I wanted to say yes, but I started to fear that I was going to be ripped off.


I wanted to say yes, but I started to fear that I was going to be ripped off. If I agreed to this and then Rachael welched on me, I didn't have any legal recourse -- I could hardly take her to court for withholding sexual services. If she did rip me off I _could_ just quit, but the good offer I would be turning down today in order to take Rachael's offer would be long gone, and I couldn't be sure there would be another. But as a freelance consultant, I was accustomedd to that kind of uncertainty, I reminded myself, and I realized that I was afraid of a lot more than being ripped off financially. I was afraid of the power Mary and Rachael would have over me if I gave in. While all this was going through my mind, Rachael patiently sat there and waited for me to answer. Finally, I said, "Well, Rachael, I'm inclined to accept, but ... but, well, I'm worried." "About what?" she asked calmly. "You can always quit if I don't keep my side of the bargain." "I know," I said, no longer able to refrain from laying my cards on the table. "But that's not really it.
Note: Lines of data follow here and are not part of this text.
PR #2241, opened 2020-06-03
2.7.1 patch1 - for review only

adrian-lara:
Cherry-picked from the 2.7.0-patch1 with 1 additional commit related to the Django version difference between the two versions.

The details below was copied from that branch's PR.

DQ Rules were being inadvertently deleted.

#### What's this PR do?
In the save_data_quality_rules POST endpoint, move any "checks" that trigger a 400 to before the records are deleted. Also, for that same endpoint, update the try-except logic to "...except and continue rebuilding Rules", returning a JSON response at the end that includes a message that Rules were lost/deleted.

#2202

### DIFF
--- a/CHANGELOG.md
+++ b/CHANGELOG.md
@@ -1,3 +1,7 @@
+# SEED Version 2.7.1-patch1
+
+- Fixed [#2202]( https://github.com/SEED-platform/seed/issues/2202 ), Organization's DQ Rules can be inadvertently deleted
+
 # SEED Version 2.7.1
 
 Date Range: 12/21/19 - 03/27/20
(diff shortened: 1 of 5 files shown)


lainsworth8801:
Works expected on both property and taxlot view:
Screen Shot 2020-06-10 at 8 23 00 PM
Screen Shot 2020-06-10 at 8 22 49 PM
Screen Shot 2020-06-10 at 8 22 35 PM
Screen Shot 2020-06-10 at 8 22 22 PM

nllong:
I assume that we need to release this, correct? @adrian-lara @axelstudios

axelstudios:
> I assume that we need to release this, correct? @adrian-lara @axelstudios

I'm good with releasing

adrian-lara:
> I assume that we need to release this, correct? @adrian-lara @axelstudios

Yes 🙏

nllong:
tagged and released (https://github.com/SEED-platform/seed/releases/tag/2.7.1-patch1)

It's that ... well, that I'm afraid of being ... being ... well, being out of control and ... and, well, under your ... I mean, I'm afraid of the emotional aspects of this kind of arrangement," I hedged. She smiled to herself and nodded. "You almost said your afraid of being under my power, didn't you, Al?" she purred, her voice taking on a deep, husky, inviting aspect. "You're afraid of the sexual power I can have over you, right?" "Well ..." I sighed and then hesitated. Rachael was absolutely correct and I didn't know how to worm out of admitting that to her. "Yes," I finally conceded, "I'm afraid of ... of what you said." "Hmmmm ..." she said, nodding slowly as she stared deeply into my eyes. "You know what I think, Al?" she suddenly asked. "Uh, what's that?" "I think that you _want_ me to have sexual power over you.